Do Not Slander One Another, Part 1

Last week we talked about encouragement and how closely encouragement is tied to love. Where love abounds, encouragement will also abound. I even gave you an assignment in my last post to help encourage you to be encouraging to one another. How many of you did that challenge? I hope that for many it provided incentive to be encouraging. I hope everyone needed to get a larger jar for the navy beans, and I hope none of you stopped because you ran out of black beans!

As much as Paul was pleased by the encouragement that was being lived out by the churches in Thessalonica, James is just as concerned with the lack of it in the recipients of his letter.

James wastes no time nor does he mince words in his letter. After a one verse greeting, he gets right down to it saying in James 1:2-4 (NIV) Consider it pure joy, my brothers and sisters, whenever you face trials of many kinds, because you know that the testing of your faith produces perseverance. Let perseverance finish its work so that you may be mature and complete, not lacking anything. The rest of the letter unpacks how Christians should live if they as they go through life’s trails and troubles if they are going to persevere and mature.

1:9-11. The poor need to be confident of their high station in Christ, and the rich need to be humble knowing that their money is not real wealth.

1:13-18. We should not ever accuse God of tempting us.

1:19-21. We should be quick to listen, slow to speak, and slow to become angry.

1:22-2:25. It is not enough to know the Scripture, we have to live it. To know and not to do, is not to know.

3:1-17. James focuses on the power of the tongue and the great danger and damage it causes when our words are not guided and controlled by the Spirit.

4:1-6. James digs into the issues that need addressed if the tongue is ever going to be brought under control: coveting, envy, selfishness. These are the root causes of fighting, quarrelling, and verbally “killing” one another. Such motives keep us from looking to God for wisdom and provision, and stifle the effectiveness of our prayers because our motives are wrong.

4:7-10. The correction is repentance and submission to God (again, not surrender—submission!).

Then we come to the verses I wish to focus on this morning, James 4:11-12 (NIV),

Brothers and sisters, do not slander one another. Anyone who speaks against a brother or sister or judges them speaks against the law and judges it. When you judge the law, you are not keeping it, but sitting in judgment on it. There is only one Lawgiver and Judge, the one who is able to save and destroy. But you—who are you to judge your neighbor?

It is interesting that modern translations like the ESV and the NLT follow the KJV and the RSV rendering the Greek behind do not slander as do not speak evil. The NIV in this case I think is more precise as the Greek word literally means “to talk down or against.” In verse 11 the word occurs twice. The NIV renders the first slander and the second speak against. It means to purposely and maliciously speak against someone. Certainly slander is evil speaking, but the context of the chapter seems to focus in on a deliberate slandering of others, speaking against other people with the intent to damage their reputation for personal gain.

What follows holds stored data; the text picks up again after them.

PR #886, opened 2024-08-26
API tweaks for OpenAPI, errors and endpoints

AuHau:
This is a bit of bundle PR with several smaller things. If you would really like, I could split these up, but... I don't want to 🙈

Changes:

 - Refactor variable naming `slot` -> `slotIndex`
 - Changing error `Sales unavailable`/`Purchasing unavailable` to `Persistence is not enabled` as that is better descriptive to what is actually going on to the user.
 - Tweaking the `docs/TwoClientTest.md` to be working again.
 - Extending `/sales/slots/{slotId}` endpoint to include `reservation` and `request` as well.
 - Fixing up `openapi.yaml` to be accurate again, with extending some validation enums


dryajov:
I like that we're adding more examples, but I wouldn't remove the simple no persistence example, because it adds more unnecessary steps to the flow. We also have the marketplace tutorial, which has a more sophisticated setup outlined.

codex/rest/api.nim
```diff
@@ -453,8 +456,11 @@ proc initPurchasingApi(node: CodexNodeRef, router: var RestRouter) =
         without params =? StorageRequestParams.fromJson(body), error:
           return RestApiResponse.error(Http400, error.msg, headers = headers)
 
-        let nodes = params.nodes |? 1
-        let tolerance = params.tolerance |? 0
+        let nodes = params.nodes |? 2
+        let tolerance = params.tolerance |? 1
+
+        if tolerance == 0:
+          return RestApiResponse.error(Http400, "Tolerance needs to be bigger then zero", headers = headers)
```
emizzle, line 463: It feels like this should be in its own PR. At the very least let's add some comments around it (maybe just copy pasta from the discord discussion).

emizzle (approved):
LGTM 👏

emizzle:
> but I wouldn't remove the simple no persistence example

Actually i think this is a good point, and maybe we could link to the marketplace example from this simple example instead, eg "This basic example explores connecting two client nodes, but a more in depth example with storage providers can be found in the Marketplace example (link)". Or, alternatively, add the "persistent" TwoNodesClient example after the simple example, but it may be a bit redundant with the Marketplace example...

emizzle:
Since @AuHau is away, I'll pull out the tutorial changes and keep the rest so we can get this merged for the release.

James gives three reasons why we should not slander one another…as if we should need reasons…

First, why would you want to slander your brothers? We are all brothers and sisters in Christ. When we slander them we slander our own family, and therefore in some sense we end up slandering ourselves when we slander others. As family we should be building up our reputations and the reputation of Christ in the eyes of others, not tearing them down.

Slander violates the Law, which is summed up as Love your neighbor as yourself. How does slander or maliciously speaking against one another follow the Law? Jesus also summed up the Law in Matthew 7:12 (NIV), So in everything, do to others what you would have them do to you, for this sums up the Law and the Prophets. Is being slandered ever how you want to be treated? Then how is it obeying the Law?

The words “judge” and “judging” in these verses do not mean discerning right from wrong, but being judgmental; they are not about making a judgment but about passing judgment on one another. God is the only Judge, why would we act in such a way as to put ourselves in His place?